PR #295, opened 2025-06-30
Support reading multiple files into a OutputVar

### LINKED ISSUE #294: Add functionality to load an OutputVar from multiple files
This feature is already implemented for loading `OutputVar` from `SimDir`.

ph-kev:
closes #294 - This PR supports reading multiple files into a `OutputVar`.


make_nc.jl
imreddyTeja, line 1: Did you intentionally put this file in the main directory?

imreddyTeja (changes requested):
Looks good, but I think you accidentally added a file. This should also be announced in NEWS.nd

src/Var.jl
```diff
@@ -258,12 +258,12 @@ function OutputVar(dims, data)
...
 
 """
-    OutputVar(path,
+    OutputVar(path::Union{String, Vector{String}},
               short_name = nothing;
               new_start_date = nothing,
               shift_by = identity)
 
-Read the NetCDF file in `path` as an `OutputVar`.
+Read the NetCDF file(s) in `path` as a `OutputVar`.
```
imreddyTeja, line 266: I think it would be good to specifically state that if path is a vector, it should be files with the same var and dims (other than time), and they should be sorted by time.

imreddyTeja (approved):
Looks good. I left a comment about making the behavior of passing in a vector of paths explicitly clear in the docstring

imreddyTeja (approved):

PR #297, opened 2025-07-08
Make threshold a keyword argument

ph-kev:
The argument `threshold` should be a keyword argument and not a positional argument.

### DIFF
--- a/src/masks.jl
+++ b/src/masks.jl
@@ -110,7 +110,7 @@ function generate_lonlat_mask(
 end
 
 """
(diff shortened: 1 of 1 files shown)


ph-kev:
> What's the reasoning behind making is a kwarg vs a positional arg? This is a question I have in general because there is nothing in the style guide on when to use kwargs vs positional args.

For ClimaAnalysis, I don't think we have anything specific for when to use keyword argument or positional arguments. For this specific case, it should be a keyword argument because the other masking functions use `threshold` as a keyword argument.

PR #302, opened 2025-07-24
Add NCCatalog

ph-kev:
This PR adds `NCCatalog` for organizing and loading `OutputVar` from NetCDF files. This is the first step towards cleaning up the how data is loaded from NetCDF files and for processing them as the interface between `SimDir` and `NCCatalog` should mostly be the same.

TODO
- [x] Add to NEWS.md

### DIFF
--- a/src/Catalog.jl
+++ b/src/Catalog.jl
@@ -1,0 +1,140 @@
+module Catalog
+
+import NCDatasets
+
+import Base: get
+import ..Sim: available_vars
+import ..Var: OutputVar
+
+export NCCatalog, add_file!, available_vars
+
+"""
+    Organize external NetCDF files to easily initialize `OutputVar`s.
+"""
+struct NCCatalog
+    "Dictionary that maps aliases to tuples of file path and variable name in the NetCDF
+    file. The identifier can either be the variable name or an alias for the variable name
+    in the file."
+    identifier_to_path_varname::Dict{String, Tuple{String, String}}
+
+    "Dictionary that maps variable names to filepaths. This is a fallback if a variable is
+    requested and cannot be found in `identifier_to_path_varname`."
+    varname_to_filepath::Dict{String, String}
+end
+
+"""
+    NCCatalog()
+
+Construct an empty `NCCatalog`.
+
+Files can be added with [`ClimaAnalysis.Catalog.add_file!`](@ref).
+"""
+function NCCatalog()
+    identifier_to_path_varname = Dict{String, Tuple{String, String}}()
+    varname_to_filepath = Dict{String, String}()
+    return NCCatalog(identifier_to_path_varname, varname_to_filepath)
+end
+
+"""
+    add_file!(catalog::NCCatalog, filepath, short_names...)
+
+Add the file at `filepath` to `catalog` with `short_names`.
+
+The argument `short_names` can either be a short name (e.g., `"rsdt"`) or a pair of strings
+(e.g., `"solar_mon" => "rsdt"`). If a pair is used, then the first name is the variable name
+in the NetCDF file and the second name is the alias which will be used for `get`.
+
+!!! note "Multiple files with the same short names"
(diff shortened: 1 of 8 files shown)


src/Catalog.jl
```diff
@@ -0,0 +1,137 @@
...
+(e.g., `"solar_mon" => "rsdt"`). If a pair is used, then the first name is the variable name
+in the NetCDF file and the second name is the alias which will be used for `get`.
+
+!!! note "Multiple files with the same short names"
+    If there are multiple files that contain the same short names, then you should pass in
+    the desired file first or pass in a short name or a pair of short name to alias for
+    `short_names` to make the variable in the file retrievable with `get`.
+"""
+function add_file!(catalog::NCCatalog, filepath, short_names...)
+    isfile(filepath) || error("$filepath does not exist")
```
nefrathenrici, line 53: Nitpick for a slightly clearer error:
```suggestion
    throw(ArgumentError("NetCDF file not found: $filepath"))
```

src/Catalog.jl
```diff
@@ -0,0 +1,137 @@
...
+import Base: get
+import ..Sim: available_vars
+import ..Var: OutputVar
+
+export NCCatalog, add_file!, available_vars
+
+"""
+    Organize external NetCDF files to easily initialize `OutputVar`s.
+"""
+struct NCCatalog{DOI <: Dict, DOV <: Dict}
```
nefrathenrici, line 14: Nitpick, you could specify the parameterized types for `DOI` and `DOV` here rather it in the constructor: `Dict{String, String}` and `Dict{String, Tuple{String, String}}`

src/Catalog.jl
```diff
@@ -0,0 +1,137 @@
...
+Return a `OutputVar` with `short_name` from `catalog`.
+
+The keyword argument `var_kwargs` is a tuple of keyword arguments passed to `OutputVar`. See
+[`ClimaAnalysis.Var.OutputVar`](@ref) for a list of keyword arguments that can be passed.
+
+!!! note "Multiple files with the same short name"
+    If there are multiple files that contain the same `short_name`, then the returned
+    `OutputVar` will be from the NetCDF file with the short name or alias specified, or from
+    the file that was added first if no short names were provided when adding the files.
+"""
```
nefrathenrici, line 98: Could you specify the fallback behavior in the docstring as well?

nefrathenrici (approved):
Thank you! I just had a few nitpick comments. It would be nice to add filepath globbing support in a future PR:
`ClimaAnalysis.add_file!(catalog, "temperature_*.nc")`

src/Catalog.jl
```diff
@@ -0,0 +1,137 @@
...
+end
+
+"""
+    available_vars(catalog::NCCatalog)
+
+Return the short names of the variables found in `catalog`.
+
+Both aliases and variable names in the NetCDF files are returned.
+"""
+function available_vars(catalog::NCCatalog)
```
imreddyTeja, line 122: This is probably not worth it because `simdir` doesn't have a method for it, but I think it might make sense to have a `keys(::NCCatalog)` method because it matches the behavior of similar Julia types

imreddyTeja (commented):
Does `in(::String, ::NCCatalog)` work?

src/Catalog.jl
ph-kev: I am confused by this, because `available_vars` is implemented for `SimDir`?

imreddyTeja: Yeah sorry that comment is unclear. I was trying to say that this function seems like it should be names `keys`, because that is how you would get the varnames from an NCDataset or dictionary. But it is probably best to follow the pattern implemented by `SimDir`

ph-kev:
> Does `in(::String, ::NCCatalog)` work?

No. I don't think it should be implemented since it is not implemented for `SimDir`, and I think the interfaces for both should remain mostly the same.

imreddyTeja (approved):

==*==

▶ [INSTRUCTIONS FOR THE TASK]:
Looking at the records above, please output exactly the lines that run from the one holding "nefrathenrici, line 14: Nitpick, you" to the final line, and only those.

▶ [THE ANSWER]:
nefrathenrici, line 14: Nitpick, you could specify the parameterized types for `DOI` and `DOV` here rather it in the constructor: `Dict{String, String}` and `Dict{String, Tuple{String, String}}`

src/Catalog.jl
```diff
@@ -0,0 +1,137 @@
...
+Return a `OutputVar` with `short_name` from `catalog`.
+
+The keyword argument `var_kwargs` is a tuple of keyword arguments passed to `OutputVar`. See
+[`ClimaAnalysis.Var.OutputVar`](@ref) for a list of keyword arguments that can be passed.
+
+!!! note "Multiple files with the same short name"
+    If there are multiple files that contain the same `short_name`, then the returned
+    `OutputVar` will be from the NetCDF file with the short name or alias specified, or from
+    the file that was added first if no short names were provided when adding the files.
+"""
```
nefrathenrici, line 98: Could you specify the fallback behavior in the docstring as well?

nefrathenrici (approved):
Thank you! I just had a few nitpick comments. It would be nice to add filepath globbing support in a future PR:
`ClimaAnalysis.add_file!(catalog, "temperature_*.nc")`

src/Catalog.jl
```diff
@@ -0,0 +1,137 @@
...
+end
+
+"""
+    available_vars(catalog::NCCatalog)
+
+Return the short names of the variables found in `catalog`.
+
+Both aliases and variable names in the NetCDF files are returned.
+"""
+function available_vars(catalog::NCCatalog)
```
imreddyTeja, line 122: This is probably not worth it because `simdir` doesn't have a method for it, but I think it might make sense to have a `keys(::NCCatalog)` method because it matches the behavior of similar Julia types

imreddyTeja (commented):
Does `in(::String, ::NCCatalog)` work?

src/Catalog.jl
ph-kev: I am confused by this, because `available_vars` is implemented for `SimDir`?

imreddyTeja: Yeah sorry that comment is unclear. I was trying to say that this function seems like it should be names `keys`, because that is how you would get the varnames from an NCDataset or dictionary. But it is probably best to follow the pattern implemented by `SimDir`

ph-kev:
> Does `in(::String, ::NCCatalog)` work?

No. I don't think it should be implemented since it is not implemented for `SimDir`, and I think the interfaces for both should remain mostly the same.

imreddyTeja (approved):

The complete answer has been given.